BEGIN DATA
PR #25319, opened 2025-07-07
[CPU] GQA supports attention scores output

derdeljan-msft:
### Description
1. Add optional output to CPU impl of GQA op for storing attention scores (QK). Buffer is of shape (B, N, S, T) and can either be fp16 or fp32, depending on the type of other inputs
2. Add `qk_output` attribute to GQA, which controls if attention scores should be saved before or after softmax is applied
3. Add unit tests to cover this use case
4. Added asserts on other EPs if this feature is used


onnxruntime/core/graph/contrib_ops/bert_defs.cc
```diff
@@ -1127,6 +1127,10 @@ ONNX_MS_OPERATOR_SET_SCHEMA(
               "Use a smooth factor in softmax.",
               AttributeProto::INT,
               static_cast<int64_t>(-1))
+        .Attr("output_post_softmax_qk",
```
kunal-vaishnavi: There are [many cases](https://github.com/onnx/onnx/pull/6501#discussion_r1975912197) where the QK output is needed. Can we generalize this attribute name to be similar to the ONNX attention op?

xadupre:
I just finished the implementation of Attention(23) on CPU (float only): https://github.com/microsoft/onnxruntime/pull/25156. This operator supports GQA and all the options related to qk matmul output. Then I'll add support float16 and CUDA.

onnxruntime/core/graph/contrib_ops/bert_defs.cc
```diff
@@ -1200,6 +1204,11 @@ ONNX_MS_OPERATOR_SET_SCHEMA(
                 "(k-v buffer), it is of length max_sequence_length... otherwise of length past_sequence_length +"
                 "kv_sequence_length.",
                 "T")
+        .Output(3,
```
gramalingam, line 1247: The type-and-shape-inference method should be extended to propagate the shape for this optional output. It would also be useful to check in that method that the output is specified if-and-only-if the corresponding attribute value is 0 or 1.

aciddelgado (dismissed):
Suggest adding an error check for when this feature is attempted to be used on other EP's.

onnxruntime/core/graph/contrib_ops/bert_defs.cc
derdeljan-msft: Sure, but should we still have -1, 0 and 1 as the options (for now)?

fs-eire: do we need this attribute at all? My understanding is that ORT should be able to figure out whether to output or not by looking at whether output[3] exists.

derdeljan-msft: The idea behind this attribute was to allow the user to specify which version of QK should be written to the output, right now it supports before softmax (0) or after softmax (1). Finer granulation can be implemented, if necessary, I don't need it for my use case though.

derdeljan-msft: Renamed the attribute and introduced enum class with valid values for better readability.

onnxruntime/contrib_ops/cpu/bert/attention_common.h
```diff
@@ -53,6 +53,12 @@ enum AttentionKernelType {
   AttentionKernel_Default
 };
 
+enum class QKOutputType : int {
```
kunal-vaishnavi, line 56: Can you update the MHA op implementation to use this class as well?

onnxruntime/contrib_ops/cpu/bert/group_query_attention_helper.cc
```diff
@@ -0,0 +1,26 @@
+// Copyright (c) Microsoft Corporation. All rights reserved.
+// Licensed under the MIT License.
+
+#include "contrib_ops/cpu/bert/group_query_attention_helper.h"
+
+namespace onnxruntime {
+namespace contrib {
+namespace group_query_attention_helper {
+
+Status CheckCPUSpecificFeatures(const std::string& epName, int num_outputs, int qk_output) {
```
kunal-vaishnavi: I think we can rename this method to `CheckQKOutput`. We can also remove having the EP name and just say that `output_qk` is not supported.

onnxruntime/contrib_ops/cpu/bert/attention_common.h
derdeljan-msft: As far I as I see, MHA always outputs QK before the softmax and after the masking, based on whether the output buffer was provided, it doesn't have the corresponding attribute to control this.

onnxruntime/contrib_ops/cpu/bert/group_query_attention_helper.cc
derdeljan-msft: Done

onnxruntime/contrib_ops/cuda/bert/group_query_attention.cc
```diff
@@ -109,6 +109,10 @@ Status GroupQueryAttention<T>::ComputeInternal(OpKernelContext* context) const {
   parameters.do_rotary = do_rotary_;
   parameters.rotary_interleaved = rotary_interleaved_;
 
+  ORT_RETURN_IF_ERROR(group_query_attention_helper::CheckQKOutput(
```
kunal-vaishnavi: The current GQA CUDA implementation will never be able to have a QK output. GQA CUDA uses either flash attention or memory efficient attention. Neither kernel supports returning the QK output.

Side note: This is why GQA is not used in models like Whisper that require the QK output.

onnxruntime/core/graph/contrib_ops/bert_defs.cc
```diff
@@ -1205,10 +1240,15 @@ ONNX_MS_OPERATOR_SET_SCHEMA(
...
+                "output_qk",
+                "Values of QK matrix multiplication, either before or after SoftMax noramlization",
```
kunal-vaishnavi:
```suggestion
                "Values of QK matrix multiplication, either before or after softmax normalization",
```

onnxruntime/contrib_ops/cuda/bert/group_query_attention.cc
derdeljan-msft: I see, should I remove the assert then or is it fine to stay "just-in-case", as @aciddelgado suggested to add asserts for other EPs?

kunal-vaishnavi: The assert will be useful if an unfused implementation is added in the future that can have a QK output. The assert can stay but adding a comment summarizing the above info may be useful.

derdeljan-msft: Done

onnxruntime/core/graph/contrib_ops/bert_defs.cc
```diff
@@ -1127,6 +1158,10 @@ ONNX_MS_OPERATOR_SET_SCHEMA(
               "Use a smooth factor in softmax.",
               AttributeProto::INT,
               static_cast<int64_t>(-1))
+        .Attr("qk_output",
+              "Output values of QK matrix multiplication before (0) or after (1) softmax normalization. Default value is -1 (don't output).",
```
kunal-vaishnavi, line 1162: Can you define the list of valid values here? For example, what values can be used and what they represent?

kunal-vaishnavi: Can you define the list of valid values here? What values can be used and what do they represent?

onnxruntime/contrib_ops/cpu/bert/gqa_attention_base.h
```diff
@@ -151,8 +156,9 @@ class GQAAttentionBase {
                              const bool past_present_share_buffer,                 // whether present key and value share the same buffer
                              const bool packed_qkv,                                // whether Q, K, V are packed
                              const bool is_prompt,                                 // whether it is prompt
-                             ThreadPool* tp,                                       // thread pool
-                             AllocatorPtr allocator) const {                       // allocator for temporary buffer
+                             T* output_qk,
```
kunal-vaishnavi: Let's insert this parameter after `present_key` to keep all of the `T*` output parameters together and add a comment to say what it is for.

onnxruntime/contrib_ops/cpu/bert/gqa_attention_base.h
```diff
@@ -312,13 +323,6 @@ class GQAAttentionBase {
             }
           }
 
-          if (use_smooth_softmax_ || head_sink != nullptr) {
-            float sink = (head_sink != nullptr) ? static_cast<float>(head_sink[head_index]) : 0.0f;
-            ComputeSmoothSoftmaxInplace(output_softmax + start_offset, static_cast<int>(window_size), sink, nullptr);
```
kunal-vaishnavi, line 317: I don't think the computation for softmax need to be moved below. The computation should be able to stay here and the `QKOutputType::BEFORE_SOFTMAX` can move locations as needed.

kunal-vaishnavi, line 317: I don't think the computation for softmax need to be moved below. The computation should be able to stay here and the computation for `QKOutputType::BEFORE_SOFTMAX` can move locations as needed.

derdeljan-msft: It needs to be moved bellow because we want to first apply the attention mask and then output QK before softmax.

onnxruntime/core/graph/contrib_ops/bert_defs.cc
derdeljan-msft: But it is already listed here: before(0), after(1) or don't output (-1)

onnxruntime/contrib_ops/cpu/bert/gqa_attention_base.h
derdeljan-msft: Done

onnxruntime/contrib_ops/cpu/bert/gqa_attention_base.h
```diff
@@ -80,8 +84,7 @@ class GQAAttentionBase {
     // Compute the attention score.
     bool gqa_mlas_supported = MlasGQASupported<T>(CblasNoTrans, CblasTrans) &&
                               MlasGQASupported<T>(CblasNoTrans, CblasNoTrans);
-    size_t bytes = SafeInt<size_t>(batch_size) * num_heads_ * sequence_length * seqlen_present_kv_cache *
-                   (gqa_mlas_supported ? sizeof(T) : sizeof(float));
+    size_t bytes = SafeInt<size_t>(batch_size) * num_heads_ * sequence_length * seqlen_present_kv_cache * (gqa_mlas_supported ? sizeof(T) : sizeof(float));
```
tianleiwu, line 88: I think output data type is fixed in onnx graph. Not decided by whether MLAS support it or not.

onnxruntime/contrib_ops/cpu/bert/attention_common.h
```diff
@@ -53,6 +53,12 @@ enum AttentionKernelType {
...
+  NO_OUTPUT = -1,
```
tianleiwu: nit: suggest to use 0, 1, 2 instead of -1, 0, 1 since 0 usually means no, and -1 means invalid.

onnxruntime/contrib_ops/cpu/bert/gqa_attention_base.h
tianleiwu, line 88: why seqlen_present_kv_cache instead of total_sequence_length? 

Normally, the qk or softmax output has shape like (batch_size, q_num_heads, q_sequence_length, total_sequence_length) where total_sequence_length = past_sequence_length + kv_sequence_length.

onnxruntime/test/python/transformers/test_gqa_cpu.py
```diff
@@ -1591,12 +1702,26 @@ def parity_check_gqa_prompt_no_buff(
 
     head_sink = get_custom_head_sink(config.num_heads, torch_type=torch_type) if config.has_head_sink else None
 
+    output_qk = (
+        torch.zeros(
+            config.batch_size,
+            config.num_heads,
+            config.kv_sequence_length,
```
tianleiwu, line 1709: This shape does not looks right. It shall be like (batch_size, num_head, q_sequence_length, total_sequence_length).

onnxruntime/test/python/transformers/test_gqa_cpu.py
```diff
@@ -1873,10 +2018,24 @@ def parity_check_gqa_past(
         else None
     )
 
+    output_qk = (
```
tianleiwu, line 2021: Do not need this. You can see other outputs like out has no zeros tensor passed to gqa_past_func

derdeljan-msft: It is required since we expect the user to provide the actual buffer with allocated memory, in which the op will write the output.

onnxruntime/contrib_ops/cpu/bert/attention_common.h
derdeljan-msft: Done

onnxruntime/contrib_ops/cpu/bert/gqa_attention_base.h
derdeljan-msft: This logic is unchanged, here we actually allocate the temp buffer for performing this computation. Later, if the user provided the actual buffer in which to store output QK, this temp buffer will be copied to, and potentially casted to the appropriate data type.

onnxruntime/test/python/transformers/test_gqa_cpu.py
derdeljan-msft: For prompt case, q_sequence_length is the same as kv_sequence_length from what I've seen

onnxruntime/contrib_ops/cpu/bert/gqa_attention_base.h
derdeljan-msft: Update output shape to be total_sequence_length. The allocation logic here remains unchanged (I am not sure why seqlen_present_cache instead of total_sequence_length is being allocated here, I am not really familiar with MLAS kernel for this one)

onnxruntime/core/graph/contrib_ops/bert_defs.cc
```diff
@@ -336,19 +339,47 @@ void BaseGroupQueryAttentionTypeAndShapeInference(ONNX_NAMESPACE::InferenceConte
           updateOutputShape(ctx, 2, present_shape);
         }
       }
+
+      if (output_qk_index >= 0) {
+        const bool did_supply_qk_buffer = ctx.hasOutput(output_qk_index);
+        const int64_t qk_output_type = getAttribute(ctx, "qk_output", 0);
```
gramalingam: nit: safer to use `QKOutputType::NO_OUTPUT` instead of 0 in this line and lines below. (For some reason, I thought it was -1 for no-output.)

derdeljan-msft: It used to be, I changed it to be 0, 1, 2 instead of -1, 0, 1. Makes sense to use the enum here for the checks as well, updated.

onnxruntime/core/graph/contrib_ops/bert_defs.cc
```diff
@@ -1205,10 +1244,15 @@ ONNX_MS_OPERATOR_SET_SCHEMA(
                 "(k-v buffer), it is of length max_sequence_length... otherwise of length past_sequence_length +"
                 "kv_sequence_length.",
                 "T")
+        .Output(3,
+                "output_qk",
+                "Values of QK matrix multiplication, either before or after softmax noramlization",
```
kunal-vaishnavi:
```suggestion
                "Values of QK matrix multiplication, either before or after softmax normalization",
```

onnxruntime/contrib_ops/cpu/bert/group_query_attention_helper.h
```diff
@@ -398,6 +398,37 @@ Status CheckCustomAttentionInputs(const T* position_ids,
...
+
+  if (qk_output != static_cast<int>(QKOutputType::NO_OUTPUT) && output_qk == nullptr) {
+    return ORT_MAKE_STATUS(ONNXRUNTIME, INVALID_ARGUMENT,
+                           "qk_output attribute was configured but output buffer was not provided");
+  }
+
+  return Status::OK();
+}
+
+inline Status CheckQKOutput(int num_outputs, int qk_output) {
```
tianleiwu: nit: Maybe rename this function to `CheckNoQkOutput`

onnxruntime/contrib_ops/cpu/bert/group_query_attention_helper.h
```diff
@@ -398,6 +398,37 @@ Status CheckCustomAttentionInputs(const T* position_ids,
...
+  if (num_outputs > 3) {
+    return ORT_MAKE_STATUS(ONNXRUNTIME, INVALID_ARGUMENT,
+                           "output_qk optional output is not supported on");
```
tianleiwu: nit: remove on. Same below

tianleiwu:
A related work is to update symbolic shape inference: https://github.com/microsoft/onnxruntime/blob/9de58ac7a3d18d6ae7f7ae502b3f91361067f1b5/onnxruntime/python/tools/symbolic_shape_infer.py#L2548
I think it could be in another PR if needed in the future.

It would be nice to have same qk output modes like the onnx Attention op. We may update it later to make them consistent.

Overall, it looks good to me.

tianleiwu (approved):

derdeljan-msft:
> A related work is to update symbolic shape inference:
> 
> https://github.com/microsoft/onnxruntime/blob/9de58ac7a3d18d6ae7f7ae502b3f91361067f1b5/onnxruntime/python/tools/symbolic_shape_infer.py#L2548
> 
> 
> I think it could be in another PR if needed in the future.
> It would be nice to have same qk output modes like the onnx Attention op. We may update it later to make them consistent.
> 
> Overall, it looks good to me.

Makes sense, opened an issue to track this item https://github.com/microsoft/onnxruntime/issues/25412

kunal-vaishnavi (approved):

tianleiwu (approved):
END DATA
Report, from the entries above, each line where "gramalingam" is found.

» RESPONSE TO THIS EXERCISE
gramalingam, line 1247: The type-and-shape-inference method should be extended to propagate the shape for this optional output. It would also be useful to check in that method that the output is specified if-and-only-if the corresponding attribute value is 0 or 1.
gramalingam: nit: safer to use `QKOutputType::NO_OUTPUT` instead of 0 in this line and lines below. (For some reason, I thought it was -1 for no-output.)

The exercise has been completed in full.